I would suggest using an ETL tool, or at least following ETL practices when moving data. Considering that you are already cleaning, you may follow the whole ECCD path -- extract, clean, conform, deliver. If you do your own cleaning, consider saving intermediate csv files for debug and audit purpose.
1. Extract (as is, junk included) to file_1
2. Clean file_1 --> file_2
3. Conform file_2 --> file_3
4. Deliver file_3 --> DB tables
If you archive files 1-3 and document versions of your scripts, you will be able to backtrack in case of a bug.
ETL tools -- like Microsoft SSIS, Oracle Data Integrator, Pentaho Data Integrator -- connect to various data sources and offer plenty of transformation and profiling tasks.
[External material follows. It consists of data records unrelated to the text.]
PR #491, opened 2021-09-25
Add shell.nix

christian-schilling:
This allows to easily setup a dev environment with all dependencies.
Would be even better with version pinning, but I don't know how to do that yet.

### DIFF
--- a/shell.nix
+++ b/shell.nix
@@ -1,0 +1,19 @@
+with (import <nixpkgs> {});
+
+let
+  extra_deps = if stdenv.isDarwin then [
+    darwin.apple_sdk.frameworks.Security
+  ] else [];
+
+in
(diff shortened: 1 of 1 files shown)


LMG (commented):
This is great! works really well, helps with the cram tests!

If you want to pin each package version, we could use this tool : https://lazamar.co.uk/nix-versions/ which directly gives the command to use.

Maybe it would be enough to pin the nixpkgs version?

Nicoretti:
@christian-schilling from first glance, looks very interesting/promising I will have a closer look later today.

Nicoretti (approved):

Nicoretti:
I like it. If we can go for the version pinning as LMG mentioned perfect.

PR #2269, opened 2020-01-08
fix for vrep and rein for more then one level of groups

totto82:
Avoid adding the group contribution from children twice. 
This fixes Norne 4B.

### DIFF
--- a/opm/simulators/wells/WellGroupHelpers.hpp
+++ b/opm/simulators/wells/WellGroupHelpers.hpp
@@ -408,31 +408,27 @@ namespace Opm {
     }
 
 
-    inline void updateVREPForGroups(const Group& group, const Schedule& schedule, const int reportStepIdx, const WellStateFullyImplicitBlackoil& wellStateNupcol, WellStateFullyImplicitBlackoil& wellState, double& resv) {
+    inline void updateVREPForGroups(const Group& group, const Schedule& schedule, const int reportStepIdx, const WellStateFullyImplicitBlackoil& wellStateNupcol, WellStateFullyImplicitBlackoil& wellState) {
         for (const std::string& groupName : group.groups()) {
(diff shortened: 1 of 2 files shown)


totto82:
jenkins build this please

totto82:
@atgeirr Review?

atgeirr:
> Review?

Will do, but not sure I can do it this afternoon.

opm/simulators/wells/WellGroupHelpers.hpp
```diff
@@ -408,31 +408,27 @@ namespace Opm {
...
 
 
-    inline void updateVREPForGroups(const Group& group, const Schedule& schedule, const int reportStepIdx, const WellStateFullyImplicitBlackoil& wellStateNupcol, WellStateFullyImplicitBlackoil& wellState, double& resv) {
+    inline void updateVREPForGroups(const Group& group, const Schedule& schedule, const int reportStepIdx, const WellStateFullyImplicitBlackoil& wellStateNupcol, WellStateFullyImplicitBlackoil& wellState) {
         for (const std::string& groupName : group.groups()) {
             const Group& groupTmp = schedule.getGroup(groupName, reportStepIdx);
-            double thisResv = 0.0;
-            updateVREPForGroups(groupTmp, schedule, reportStepIdx, wellStateNupcol, wellState, thisResv);
-            resv += thisResv;
+            updateVREPForGroups(groupTmp, schedule, reportStepIdx, wellStateNupcol, wellState);
```
atgeirr: With this, I first thought that the VREP/REIN numbers stored for each group in the well state would contain only the rates of the direct well children of the group, because I was not aware that sumWellPhaseRates() also does a recursive descent accumulating all subgroups' wells. While I think the code is correct now, perhaps we should rename the function to make it clear, for example `sumAllSubWellPhaseRates`, or preferably something better.

PR #2272, opened 2020-01-09
fixed: use std::make_tuple instead of initializer list

### LINKED ISSUE #2271: test_ParallelRestart fails for gcc 5.4.0
Locally I get the follow error with master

No one answer to this one, but i once needed to quickly migrate a database and ended up using sqlautocode, which is a tool to autogenerate a (python orm) model from an existing database - the model uses the great sqlalchemy orm library. It even generates some sample code, to get started ... (see below)
Amazingly, it worked out of the box. You do not have a full migration, but an easy way to programmatically access all your tables (in python).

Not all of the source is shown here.